§ **Activity**
Check each line of the entries below for the word "meant", then state how many lines have it and nothing more.

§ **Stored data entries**
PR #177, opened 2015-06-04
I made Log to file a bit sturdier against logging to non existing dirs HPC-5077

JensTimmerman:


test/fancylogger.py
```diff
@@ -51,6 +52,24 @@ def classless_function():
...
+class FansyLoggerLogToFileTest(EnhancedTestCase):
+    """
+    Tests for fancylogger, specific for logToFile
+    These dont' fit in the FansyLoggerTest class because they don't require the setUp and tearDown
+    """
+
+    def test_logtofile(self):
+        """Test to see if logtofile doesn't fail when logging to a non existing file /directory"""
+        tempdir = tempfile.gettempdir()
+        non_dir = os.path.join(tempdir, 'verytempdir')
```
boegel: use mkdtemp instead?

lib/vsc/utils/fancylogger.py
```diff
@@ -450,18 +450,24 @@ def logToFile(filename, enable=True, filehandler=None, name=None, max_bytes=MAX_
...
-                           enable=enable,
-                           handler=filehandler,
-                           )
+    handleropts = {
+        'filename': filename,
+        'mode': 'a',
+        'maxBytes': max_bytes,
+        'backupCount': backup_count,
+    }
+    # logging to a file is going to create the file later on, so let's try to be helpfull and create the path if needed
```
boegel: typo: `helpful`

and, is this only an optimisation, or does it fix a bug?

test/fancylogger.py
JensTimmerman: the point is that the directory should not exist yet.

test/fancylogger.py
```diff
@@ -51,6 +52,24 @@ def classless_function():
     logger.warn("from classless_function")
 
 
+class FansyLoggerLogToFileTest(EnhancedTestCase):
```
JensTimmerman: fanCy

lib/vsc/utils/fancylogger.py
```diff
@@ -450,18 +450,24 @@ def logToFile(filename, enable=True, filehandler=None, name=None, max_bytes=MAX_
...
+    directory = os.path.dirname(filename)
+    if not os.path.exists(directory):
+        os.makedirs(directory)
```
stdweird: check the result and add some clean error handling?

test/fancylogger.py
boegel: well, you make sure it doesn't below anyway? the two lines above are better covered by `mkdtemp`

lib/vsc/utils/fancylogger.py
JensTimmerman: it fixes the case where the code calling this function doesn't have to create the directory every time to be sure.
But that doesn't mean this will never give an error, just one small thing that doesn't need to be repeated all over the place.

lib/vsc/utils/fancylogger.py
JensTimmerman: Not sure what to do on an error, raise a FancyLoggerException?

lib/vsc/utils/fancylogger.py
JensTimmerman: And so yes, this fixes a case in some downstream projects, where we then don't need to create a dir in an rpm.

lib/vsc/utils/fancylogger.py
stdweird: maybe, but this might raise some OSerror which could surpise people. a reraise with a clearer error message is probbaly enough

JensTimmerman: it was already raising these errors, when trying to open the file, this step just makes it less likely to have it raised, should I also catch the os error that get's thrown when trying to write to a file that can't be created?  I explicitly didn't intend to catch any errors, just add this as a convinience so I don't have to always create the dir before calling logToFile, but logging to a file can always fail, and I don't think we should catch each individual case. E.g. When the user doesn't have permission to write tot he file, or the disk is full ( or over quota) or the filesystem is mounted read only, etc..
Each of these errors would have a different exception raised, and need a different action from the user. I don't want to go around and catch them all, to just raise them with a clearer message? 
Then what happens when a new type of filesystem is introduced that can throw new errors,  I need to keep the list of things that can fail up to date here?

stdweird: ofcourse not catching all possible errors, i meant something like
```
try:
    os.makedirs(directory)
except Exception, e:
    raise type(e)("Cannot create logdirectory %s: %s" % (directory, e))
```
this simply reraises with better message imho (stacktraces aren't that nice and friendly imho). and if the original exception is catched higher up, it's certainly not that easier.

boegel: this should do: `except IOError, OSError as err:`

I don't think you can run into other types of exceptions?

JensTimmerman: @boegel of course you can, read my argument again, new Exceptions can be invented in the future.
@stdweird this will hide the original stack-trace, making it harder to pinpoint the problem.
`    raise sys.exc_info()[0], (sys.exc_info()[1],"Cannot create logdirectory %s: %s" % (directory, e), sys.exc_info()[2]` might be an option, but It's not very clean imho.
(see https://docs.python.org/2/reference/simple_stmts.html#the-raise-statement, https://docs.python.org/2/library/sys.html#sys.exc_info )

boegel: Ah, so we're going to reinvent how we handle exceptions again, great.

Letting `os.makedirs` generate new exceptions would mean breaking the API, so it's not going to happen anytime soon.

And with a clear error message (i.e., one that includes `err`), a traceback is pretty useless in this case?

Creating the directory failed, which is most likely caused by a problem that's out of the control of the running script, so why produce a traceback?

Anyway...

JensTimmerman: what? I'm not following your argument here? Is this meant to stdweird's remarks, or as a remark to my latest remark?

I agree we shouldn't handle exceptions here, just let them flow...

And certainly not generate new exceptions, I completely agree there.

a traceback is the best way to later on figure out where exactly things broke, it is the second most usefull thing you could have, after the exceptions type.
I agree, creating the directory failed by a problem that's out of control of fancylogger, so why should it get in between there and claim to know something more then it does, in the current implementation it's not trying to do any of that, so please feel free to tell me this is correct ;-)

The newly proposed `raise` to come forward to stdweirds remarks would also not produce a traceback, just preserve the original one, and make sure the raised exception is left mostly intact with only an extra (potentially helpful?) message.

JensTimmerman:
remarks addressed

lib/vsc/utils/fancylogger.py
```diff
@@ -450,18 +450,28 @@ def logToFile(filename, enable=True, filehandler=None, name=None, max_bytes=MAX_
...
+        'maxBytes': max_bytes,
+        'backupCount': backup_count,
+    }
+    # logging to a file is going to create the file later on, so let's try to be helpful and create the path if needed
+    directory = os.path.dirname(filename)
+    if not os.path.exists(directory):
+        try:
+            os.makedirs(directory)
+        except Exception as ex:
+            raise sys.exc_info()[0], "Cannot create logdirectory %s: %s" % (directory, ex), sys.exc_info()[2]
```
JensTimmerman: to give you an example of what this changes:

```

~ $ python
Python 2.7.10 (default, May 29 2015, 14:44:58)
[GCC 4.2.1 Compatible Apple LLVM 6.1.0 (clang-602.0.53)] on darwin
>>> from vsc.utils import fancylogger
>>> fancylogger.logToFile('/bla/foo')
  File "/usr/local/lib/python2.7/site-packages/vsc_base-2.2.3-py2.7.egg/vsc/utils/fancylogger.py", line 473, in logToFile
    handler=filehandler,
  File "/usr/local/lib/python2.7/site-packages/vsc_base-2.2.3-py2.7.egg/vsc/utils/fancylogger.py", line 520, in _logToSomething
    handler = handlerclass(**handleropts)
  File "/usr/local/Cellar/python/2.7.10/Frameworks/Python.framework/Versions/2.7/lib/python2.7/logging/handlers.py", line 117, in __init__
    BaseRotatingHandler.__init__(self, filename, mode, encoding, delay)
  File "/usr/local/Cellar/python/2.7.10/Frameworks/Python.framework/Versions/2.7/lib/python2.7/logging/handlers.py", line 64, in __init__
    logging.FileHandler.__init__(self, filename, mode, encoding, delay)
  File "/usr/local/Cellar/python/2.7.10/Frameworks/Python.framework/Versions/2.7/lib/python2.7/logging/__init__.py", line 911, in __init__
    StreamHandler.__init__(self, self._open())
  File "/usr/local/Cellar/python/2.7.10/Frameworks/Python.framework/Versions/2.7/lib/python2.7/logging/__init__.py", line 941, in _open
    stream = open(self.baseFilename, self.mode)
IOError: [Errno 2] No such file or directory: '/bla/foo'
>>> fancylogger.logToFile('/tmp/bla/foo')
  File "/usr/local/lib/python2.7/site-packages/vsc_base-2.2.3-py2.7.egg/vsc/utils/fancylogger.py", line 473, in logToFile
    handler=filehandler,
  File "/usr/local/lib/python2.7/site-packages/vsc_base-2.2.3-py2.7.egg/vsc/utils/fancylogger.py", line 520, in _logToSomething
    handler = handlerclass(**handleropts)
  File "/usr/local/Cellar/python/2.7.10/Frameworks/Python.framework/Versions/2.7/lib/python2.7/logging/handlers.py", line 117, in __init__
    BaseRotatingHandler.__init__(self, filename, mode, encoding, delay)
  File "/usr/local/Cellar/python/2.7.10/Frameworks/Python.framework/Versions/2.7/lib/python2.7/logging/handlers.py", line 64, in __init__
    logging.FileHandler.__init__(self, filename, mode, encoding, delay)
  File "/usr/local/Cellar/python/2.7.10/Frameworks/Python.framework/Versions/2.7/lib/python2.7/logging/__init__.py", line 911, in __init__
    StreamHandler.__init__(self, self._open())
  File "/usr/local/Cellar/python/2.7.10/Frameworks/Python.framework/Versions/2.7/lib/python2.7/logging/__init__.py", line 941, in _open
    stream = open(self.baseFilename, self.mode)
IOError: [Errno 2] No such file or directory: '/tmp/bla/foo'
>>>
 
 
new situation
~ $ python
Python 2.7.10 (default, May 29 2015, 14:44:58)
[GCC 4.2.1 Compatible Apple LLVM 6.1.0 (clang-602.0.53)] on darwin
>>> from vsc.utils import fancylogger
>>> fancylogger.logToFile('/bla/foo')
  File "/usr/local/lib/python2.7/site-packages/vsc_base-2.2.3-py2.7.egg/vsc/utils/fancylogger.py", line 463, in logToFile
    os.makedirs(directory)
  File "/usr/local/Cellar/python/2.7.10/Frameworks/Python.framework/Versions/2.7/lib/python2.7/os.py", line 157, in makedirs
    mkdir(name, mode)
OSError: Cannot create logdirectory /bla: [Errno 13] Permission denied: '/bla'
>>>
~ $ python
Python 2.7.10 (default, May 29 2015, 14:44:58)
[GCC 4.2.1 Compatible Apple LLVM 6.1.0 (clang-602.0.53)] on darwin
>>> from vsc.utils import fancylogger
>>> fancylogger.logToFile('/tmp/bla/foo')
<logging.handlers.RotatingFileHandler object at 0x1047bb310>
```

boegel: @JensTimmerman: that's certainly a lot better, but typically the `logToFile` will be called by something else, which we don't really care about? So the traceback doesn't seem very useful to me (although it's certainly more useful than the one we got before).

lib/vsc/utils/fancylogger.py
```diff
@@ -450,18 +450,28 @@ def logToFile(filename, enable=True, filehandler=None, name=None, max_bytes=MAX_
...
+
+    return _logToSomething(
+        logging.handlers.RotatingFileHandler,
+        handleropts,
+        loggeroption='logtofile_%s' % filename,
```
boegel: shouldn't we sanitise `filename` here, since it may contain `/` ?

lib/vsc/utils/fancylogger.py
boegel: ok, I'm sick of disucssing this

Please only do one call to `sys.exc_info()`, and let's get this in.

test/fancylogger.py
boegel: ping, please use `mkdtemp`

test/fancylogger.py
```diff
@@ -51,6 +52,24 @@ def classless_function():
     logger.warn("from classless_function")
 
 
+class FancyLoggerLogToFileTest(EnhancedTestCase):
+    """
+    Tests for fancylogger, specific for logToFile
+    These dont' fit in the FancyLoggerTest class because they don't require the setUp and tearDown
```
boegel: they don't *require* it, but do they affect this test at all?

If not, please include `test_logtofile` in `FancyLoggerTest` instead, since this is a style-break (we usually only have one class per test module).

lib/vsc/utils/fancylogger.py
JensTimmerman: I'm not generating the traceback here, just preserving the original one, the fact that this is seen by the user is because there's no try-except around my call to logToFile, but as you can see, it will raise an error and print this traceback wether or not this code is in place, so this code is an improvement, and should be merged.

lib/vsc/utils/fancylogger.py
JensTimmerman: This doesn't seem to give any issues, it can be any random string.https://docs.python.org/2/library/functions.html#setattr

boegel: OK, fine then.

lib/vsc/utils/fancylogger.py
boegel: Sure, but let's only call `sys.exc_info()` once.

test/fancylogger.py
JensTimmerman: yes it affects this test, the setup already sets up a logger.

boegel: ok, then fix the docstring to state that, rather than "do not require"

...

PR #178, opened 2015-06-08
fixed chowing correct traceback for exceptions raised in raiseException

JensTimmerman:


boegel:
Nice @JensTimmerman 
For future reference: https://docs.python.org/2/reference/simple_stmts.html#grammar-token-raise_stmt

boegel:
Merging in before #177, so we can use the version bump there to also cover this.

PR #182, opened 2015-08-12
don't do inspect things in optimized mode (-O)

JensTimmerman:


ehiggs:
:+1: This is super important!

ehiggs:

§ **Completed task**
2